(Task input begins)
PR #2392, opened 2024-05-24
Clarify RUBY_BUILD_ROOT env var

### LINKED ISSUE #2391: RUBY_BUILD_ROOT docs misleading
### Steps to reproduce the behavior

1. have directory containing build definitions at `/tmp/rby/<defn_files>`
2. run: `RUBY_BUILD_ROOT=/tmp/rby ruby-build --list`

### Expected vs. actual behavior

Expected: listing of files in `/tmp/rby`
Actual: nothing listed

The docs state that `RUBY_BUILD_ROOT` may point to a custom directory that contains build definition files. Specifically, that the default is "share/ruby-build".

> Custom build definition directory. (Default: share/ruby-build)

In actuality, `RUBY_BUILD_ROOT` must point to a directory that _contains_ a `share/ruby-build/` directory that may contain definition files. Note how it is used by concatenating with "share/ruby-build": https://github.com/rbenv/ruby-build/blob/210578da4c2f7252fd5b60227d124e28f20c590b/bin/ruby-build#L1367

The default is in fact found by resolving where the ruby-build executable is, which is assumed to have a `share/ruby-build` dir.

This has been the behavior for as long as RUBY_BUILD_ROOT as been configurable: https://github.com/rbenv/ruby-build/commit/ff75ca72045ce54b4c47d1b5c51e3d921cc63c96

Given that the behavior has not changed, and that changing it now would be a breaking change, I propose that only the readme be updated to clarify the true behavior. (I'll open a PR soon.)

jasonkarns:
The RUBY_BUILD_ROOT itself does not default to share/ruby-build/ but rather must point to a directory that has definitions under `share/ruby-build/`.

The misleading verbiage was introduced: https://github.com/rbenv/ruby-build/commit/af2df4e74a305e4018331531e43e5d9276bb6875

Original phrasing introduced: https://github.com/rbenv/ruby-build/commit/ff75ca72045ce54b4c47d1b5c51e3d921cc63c96

Could still use some rephrasing I think. It's awkward to explain the env var must point to a directory that itself contains a particular path; without implying that the env var itself contains the "share/ruby-build/" path.

fixes #2391

### DIFF
--- a/README.md
+++ b/README.md
@@ -83,7 +83,7 @@ The build process may be configured through the following environment variables:
 | `RUBY_BUILD_MIRROR_URL`         | Custom mirror URL root.                                                                          |
 | `RUBY_BUILD_MIRROR_PACKAGE_URL` | Custom complete mirror URL (e.g. http://mirror.example.com/package-1.0.0.tar.gz).                |
 | `RUBY_BUILD_SKIP_MIRROR`        | Bypass the download mirror and fetch all package files from their original URLs.                 |
-| `RUBY_BUILD_ROOT`               | Custom build definition directory. (Default: `share/ruby-build`)                                 |
+| `RUBY_BUILD_ROOT`               | Custom build definition directory containing `share/ruby-build/<defs>`. (Default: ruby-build's installation prefix ) |
 | `RUBY_BUILD_TARBALL_OVERRIDE`   | Override the URL to fetch the ruby tarball from, optionally followed by `#checksum`.             |
 | `RUBY_BUILD_DEFINITIONS`        | Additional paths to search for build definitions. (Colon-separated list)                         |
 | `CC`                            | Path to the C compiler.                                                                          |
--- a/README.md
+++ b/README.md
@@ -83,9 +83,9 @@ The build process may be configured through the following environment variables:
 | `RUBY_BUILD_MIRROR_URL`         | Custom mirror URL root.                                                                          |
 | `RUBY_BUILD_MIRROR_PACKAGE_URL` | Custom complete mirror URL (e.g. http://mirror.example.com/package-1.0.0.tar.gz).                |
 | `RUBY_BUILD_SKIP_MIRROR`        | Bypass the download mirror and fetch all package files from their original URLs.                 |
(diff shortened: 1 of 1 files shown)


jasonkarns:
*edit* as the original PR author, I can't approve. But I do 👍 your changes @mislav .

mislav:
> One thing that `RUBY_BUILD_ROOT` makes useful, is the ability to force a homebrew-installed ruby-build to act as if it's running from, say, `~/code/rbenv/ruby-build`

Could `export RUBY_BUILD_DEFINITIONS=~/code/rbenv/ruby-build/share/ruby-build` accomplish the same?

mislav (approved):

jasonkarns:
I would say not, because the intention when testing things is to operate as if the "working clone" of ruby-build were the only source of definitions. 

Granted, there are arguably better setups for testing; I'm not holding this approach as a model. But I don't think that appending to the definitions path fits the same use case (depending on what exactly is being tested).

eregon:
You can see in https://github.com/rbenv/ruby-build/blob/db6c17529bf14de3985c098123345c15aa3d6a8b/bin/ruby-build#L1367 the only usage of RUBY_BUILD_ROOT in code. So it does nothing more than RUBY_BUILD_DEFINITIONS (AFAIK).
So I think we should deprecate it and remove it, aka remove it from the README as a way to deprecate.

> My approach for contributing to rbenv repos has changed over time, but presently I have rbenv and ruby-build installed via homebrew. And then separately (in my ~/code dir), I have them cloned for development/contributing.

What I do for ruby-build is I have `~/code/ruby-build/bin/ruby-build` in PATH, that's much simpler IMO.

eregon:
Ah, you're right both set of definitions would be available when setting RUBY_BUILD_DEFINITIONS.
I think it's much cleaner to use a single clone of ruby-build than trying to mix them though.

mislav:
> Granted, there are arguably better setups for testing; I'm not holding this approach as a model. But I don't think that appending to the definitions path fits the same use case

I'd say: let's keep the current RUBY_BUILD_ROOT feature for use-cases like yours, but instead of better documenting it, lets deprecate it in documentation so that other people don't use it.

I was tempted to remove it from documentation completely, but I think it's better to leave it visible for posterity.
(Task input ends)
= Assignment =
Using the records above, set down exactly the lines from the one with "The RUBY_BUILD_ROOT itself" through the one with "installation prefix ) |", inclusive, and nothing more.

= Solved exercise =
The RUBY_BUILD_ROOT itself does not default to share/ruby-build/ but rather must point to a directory that has definitions under `share/ruby-build/`.

The misleading verbiage was introduced: https://github.com/rbenv/ruby-build/commit/af2df4e74a305e4018331531e43e5d9276bb6875

Original phrasing introduced: https://github.com/rbenv/ruby-build/commit/ff75ca72045ce54b4c47d1b5c51e3d921cc63c96

Could still use some rephrasing I think. It's awkward to explain the env var must point to a directory that itself contains a particular path; without implying that the env var itself contains the "share/ruby-build/" path.

fixes #2391

### DIFF
--- a/README.md
+++ b/README.md
@@ -83,7 +83,7 @@ The build process may be configured through the following environment variables:
 | `RUBY_BUILD_MIRROR_URL`         | Custom mirror URL root.                                                                          |
 | `RUBY_BUILD_MIRROR_PACKAGE_URL` | Custom complete mirror URL (e.g. http://mirror.example.com/package-1.0.0.tar.gz).                |
 | `RUBY_BUILD_SKIP_MIRROR`        | Bypass the download mirror and fetch all package files from their original URLs.                 |
-| `RUBY_BUILD_ROOT`               | Custom build definition directory. (Default: `share/ruby-build`)                                 |
+| `RUBY_BUILD_ROOT`               | Custom build definition directory containing `share/ruby-build/<defs>`. (Default: ruby-build's installation prefix ) |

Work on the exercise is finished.